Colgué. Necesitaba orden y concentración. ¿Qué estaba tratando de hacer Mankiewitz? ¿Embolsicarse un porcentaje? ¿O chantajearme directamente? Sólo él podía hablar con Diana, sólo él la veía todos los días. ¿Se aprovecharía de eso en esos momentos? No se lo permitiría. Viajaría a París a hablar con él y ver a Diana en cualquier caso.

No podría quedarme en su casa, claro. Necesitaba un lugar para pasar un par de noches, sólo eso, un par de noches mientras arreglaba las cosas con Mankiewitz y Diana, los tres reunidos con mi factura y mi libro. No podía posponerlo más, cada minuto valía oro. Llamé a Mariela.

– Hola, linda.

– ¿Quién eres? No me digas que eres el cabrón que un día dejó de visitarme y nunca más llamó por teléfono siquiera…

– Mariela, no te pongas así… Mi vida se complicó un poco.

– Ni una llamada.

– Ya, es que…

– ¿Cuántas veces has estado en París? ¿Cuántas?

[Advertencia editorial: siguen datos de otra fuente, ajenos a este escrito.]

PR #2822, opened 2025-01-20
Adding two smart WiFi RCBOs

rbb-dev:
Adding tob9l-63m_breaker.yaml for TOMZN 63A 1P+N WIFI Smart Metering RCBO switch.
Product id: q4btghzwwksqec2p

Adding tongou_stb3l125wj_breaker.yaml for STB3L-125/WJ 63A 3P+N WIFI Smart Metering RCBO switch
Product id: sh45wydgedautxda

Things Models for both switches attached.
[tob9l-63m_breaker_things_model.txt](https://github.com/user-attachments/files/18476707/tob9l-63m_breaker_things_model.txt)
[tongou_stb3l125wj_breaker_things_model.txt](https://github.com/user-attachments/files/18476708/tongou_stb3l125wj_breaker_things_model.txt)

Both devices tested and working.
Screenshots attached.
tob9l-63m_breaker
tongou_stb3l125wj_breaker

### DIFF
--- a/.github/workflows/release.yml
+++ b/.github/workflows/release.yml
@@ -13,7 +13,7 @@ jobs:
       - name: Checkout Repository
         uses: actions/checkout@v3
 
-      - name: Create GitHub Release
+      - name: Create Release
         id: create_release
         uses: actions/create-release@v1
         with:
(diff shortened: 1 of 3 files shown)


make-all:
It really would be better as two separate PRs. These are quite close to already existing configs, so there is a high chance I will reject one (or both) and modify an existing config to better support it instead.

rbb-dev:
> It really would be better as two separate PRs. These are quite close to already existing configs, so there is a high chance I will reject one (or both) and modify an existing config to better support it instead.

Good with me either way, if you want to update existing configs it would probably be better, cleaner.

– Unas ocho o doce, no sé.

– Qué cabrón. ¿Qué pasa? ¿Te aburrías conmigo?

– ¿Qué dices, Mariela? Si eres simpatiquísima…

– Ja, ja.

– Recuerda cómo nos hemos reído siempre juntos. Siempre la hemos pasado bien… Si no te vi más fue porque no pude, de verdad…

– ¿Y entonces ahora qué quieres?

– Es… un poco largo de explicar, pero… Si quieres que nos veamos, podemos hacerlo este fin de semana. Ya te contaré. ¿Me puedo quedar en tu casa?

– No sé.

– Mariela, por favor, no me hagas esto. Necesito quedarme contigo y hablaremos de lo que quieras, ¿ok? No me falles. Será sólo un fin de semana.